An Ecumenical Ministry in the Parish of St Patrick's Catholic Church In San Diego USA

米国サンディエゴの聖パトリックカトリック教会教区におけるエキュメニカル宣教

Wednesday, November 3, 2021

The preaching and call of Jesus in Mark 1

The preaching and call of Jesus in Mark 1

The Sunday gospel lectionary for the Third Sunday before Advent at the end of this Year B is Mark 1.14-20, the beginning of Jesus' active ministry in Galilee following his baptism in the Jordan and testing in the wilderness.

I have to say I have found what the lectionary does with the opening chapter of Mark's gospel is a bit odd, and would love to hear an explanation from anyone who understands it! (John 1–2 gets pretty messed around as well...)

Advent 1 Mark 13.24-37
Advent 2 Mark 1.1-8
Advent 3 John 1.6-8,19-28
Advent 4 Luke 1.26-38
Christmas 2 John 1.[1-9]10-18
Epiphany 1 Mark 1.4-11
Epiphany 2 John 1.43-51
Epiphany 3 John 2.1-11
Epiphany 4 Mark 1.21-28
2 Before Lent John 1.1-14
Sunday before Lent Mark 9.2-9
Lent 1 Mark 1.9-15


So we have already covered both preceding and following verses in various ways, mostly near the beginning of this lectionary year, and we finally come to patch in the last few verses that we have not previously looked at.

As we have previously seen in Mark, his accounts are often compressed, but also include some tantalising and unnecessary eye-witness details, and we will find the same here. This passage serves in all sorts of ways as an introduction to the ministry of Jesus in the northern region in and around Galilee, the first half of the gospel up to chapter 8, and which is in itself in two halves—in Galilee itself up to the central section of teaching in chapter 4, and then expanding more widely in chapters 5 to 8. Once we reach the northernmost point with the confession of Peter in Caesarea Philippi, then Mark has Jesus setting off on the long journey southward to his only recorded visit to Jerusalem. This is, of course, a narrative artifice; as an observant Jew, Jesus will have visited the city several times a year for the pilgrim festivals—as indeed the Fourth Gospel has him do.

Functioning as an introduction, this passage introduces a number of key ideas about Jesus, his ministry, and his movement, none of which are explained, but which are expanded as the gospel progresses. So we find ourselves in the odd situation here of reading the introduction after we have read most of the rest of the book. Things which, for the first-time reader, might be puzzling and brief, are now for us summaries of what we have read already.

The Fourth Gospel depicts continuity between the ministry of Jesus and John the Baptist, with their disciples both baptising at the same time in John 3.22–24, and Matthew uses the same language for the message of John and Jesus.
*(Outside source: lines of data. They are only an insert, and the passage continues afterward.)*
PR #5628, opened 2026-07-22
Copy description and show notes links with a long press

joashrajin:
## Description

Copies the exact target URL when a link is long-pressed in:

- podcast descriptions
- Now Playing > Details
- Episode > Details

Compose previously supported link taps only, while the two WebViews kept Android's default URL-preview popup because no link long-click listener was installed. This adds reusable Compose and WebView handling plus one shared, version-aware clipboard helper. Regular taps and non-link interactions remain unchanged.

Linear: [PCDROID-681](https://linear.app/a8c/issue/PCDROID-681/android-copy-description-and-show-notes-links-with-a-long-press)

## Testing Instructions

1. Open a podcast with a linked podcast description, expand it, then long-press the link.
2. Confirm the URL is copied once and a regular tap still opens it.
3. Open Now Playing > Details and long-press an external show-notes link.
4. Open Episode > Details and repeat.
5. Long-press non-link text and confirm it is not copied.

Automated checks:

- `:modules:services:views:testDebugUnitTest --tests '*WebViewTest'`
- `:modules:services:compose:testDebugUnitTest --tests '*ExpandableTextTest'`
- player and podcasts Kotlin compilation
- `spotlessCheck`
- views, player, and podcasts lint
- `:app:assembleDebugProd`

Physical validation on a Samsung SM-G990E running Android 16 covered all three surfaces, regular link taps, non-link long presses, and fatal-crash monitoring.

## Screenshots or Screencast

Not included. The system clipboard confirmation was verified on the physical test device.

## Checklist

- [x] If user-facing, added an entry to `CHANGELOG.md`
- [x] All checks and linter rules pass locally
- [x] Added unit tests for the shared Compose and WebView handlers
- [x] No new strings required; the existing localized clipboard confirmation is reused where Android does not provide one
- [x] Existing Compose previews continue to cover the changed component
- [x] No analytics changes required

#### I have tested the UI changes on:

- [x] Light and dark themes
- [ ] Landscape orientation
- [ ] Large display size and font
- [ ] TalkBack

### DIFF
--- a/CHANGELOG.md
+++ b/CHANGELOG.md
@@ -1,6 +1,8 @@
 8.18
 -----
-
+*   Bug Fixes
+    *   Allow copying description and show notes links with a long press
+        ([#5628](https://github.com/Automattic/pocket-casts-android/pull/5628))
 
 8.17
 -----
--- a/modules/features/player/src/main/java/au/com/shiftyjelly/pocketcasts/player/view/NotesFragment.kt
+++ b/modules/features/player/src/main/java/au/com/shiftyjelly/pocketcasts/player/view/NotesFragment.kt
@@ -24,6 +24,7 @@ import au.com.shiftyjelly.pocketcasts.ui.theme.ThemeColor
 import au.com.shiftyjelly.pocketcasts.utils.extensions.toSecondsFromColonFormattedString
 import au.com.shiftyjelly.pocketcasts.utils.log.LogBuffer
 import au.com.shiftyjelly.pocketcasts.views.extensions.cleanup
+import au.com.shiftyjelly.pocketcasts.views.extensions.copyLinkOnLongPress
 import au.com.shiftyjelly.pocketcasts.views.extensions.show
 import au.com.shiftyjelly.pocketcasts.views.extensions.showIf
 import au.com.shiftyjelly.pocketcasts.views.fragments.BaseFragment
@@ -124,6 +125,7 @@ class NotesFragment : BaseFragment() {
                 // stop the web view jumping after loading
                 isFocusable = false
                 setBackgroundColor(Color.TRANSPARENT)
+                copyLinkOnLongPress()
                 webViewClient = object : WebViewClient() {
                     override fun shouldOverrideUrlLoading(view: WebView, request: WebResourceRequest): Boolean {
                         val url = request.url.toString()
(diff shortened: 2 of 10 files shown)


dangermattic:
<table>
  <thead>
    <tr>
      <th width="50"></th>
          1 Warning
      </th>
     </tr>
  </thead>
  <tbody>
    <tr>
      <td>:warning:</td>
      <td data-sticky="false">View files have been modified, but no screenshot or video is included in the pull request. Consider adding some for clarity.</td>
    </tr>
  </tbody>
</table>

</p>

joashrajin:
I did a deeper check of the two remaining notes, and neither requires a code change here.

### `pointerInput` callback identity

This project uses Kotlin and the Compose compiler plugin `2.3.21`, with no configuration disabling Strong Skipping. Strong Skipping has been enabled by default since Kotlin 2.0.20 and automatically remembers lambdas created inside composables, keyed by their captures: [Android documentation](https://developer.android.com/develop/ui/compose/performance/stability/strongskipping).

I also checked the generated `debugProd` bytecode for `PodcastDetails` on this commit. Around the callback passed to `ExpandableText`, the compiler emits:

- `changedInstance(context)`
- `rememberedValue()`
- allocation of the `Function1` only when that remembered slot is empty or the captured `Context` instance changes
- `updateRememberedValue()`

So the lambda is not freshly allocated on ordinary recompositions and does not restart `pointerInput` each time. If the captured `Context` genuinely changes, rebuilding the callback and gesture detector is appropriate. Adding an explicit `remember(context)` would duplicate compiler-generated behavior.

### Link annotations at the truncation boundary

The exact dependency resolved by this branch is `ui-text-android 1.11.2`. Its `AnnotatedString.Builder.append(text, start, end)` copies every intersecting annotation through `getLocalAnnotations()`. That function clamps only the annotation's character range and retains the original annotation item with `item = it.item`: [AndroidX source](https://android.googlesource.com/platform/frameworks/support/+/refs/heads/androidx-main/compose/ui/ui-text/src/commonMain/kotlin/androidx/compose/ui/text/AnnotatedString.kt).

`ExpandableText.urlRanges()` then reads the target from `LinkAnnotation.Url.url`, not from the displayed substring. Therefore:

- a link crossing the cutoff keeps its complete href while its visible range is shortened;
- a link entirely beyond the cutoff has no visible glyph and no gesture target;
- the appended ellipsis and “See more” text are outside the copied annotation.

There is no path where a visible clipped link copies a truncated URL or loses its URL annotation.

For the image-anchor notes, consuming the gesture before the asynchronous href callback is intentional. Falling back to the default popup could expose the image `src`, which is precisely the incorrect value this fix avoids. The one-shot `Handler` has no retained lifetime after its message is dispatched.

geekygecko (approved):
Thanks for making this change. I’ve seen other users request this as well. 

The only minor thing I noticed is that long pressing an email includes the prefix. We could strip that out. For example with https://pca.st/tz2btaj3 when you copy the email from the header you get `mailto:lovetrappedpod@gmail.com` in your clipboard.

geekygecko:
I have merged in `main` as there was a change log conflict.

joashrajin:
Thanks @geekygecko 

I made some tweaks to address it :)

But Mark suggests some discontinuity; breaking with his 'and...and' style of the previous verses, he uses the adversative de, 'but' or 'now'. John's ministry has been in the south, and out in the wilderness, so that people who wanted to see and hear him needed to make a special journey. By contrast, the ministry of Jesus here is in the north, and rather than waiting for the people to come to him, Jesus goes to the people, ministering in the more densely populated area by the lake.

The summary reference to John being 'handed over' (paradidomi) understood to mean 'arrested' is, for a first time reader, simply puzzling; Mark is either assuming that his readers know the story already, or that they will be patient enough to wait for his explanation in chapter 6. Yet what has happened to John is what Jesus will both predict and experience for himself.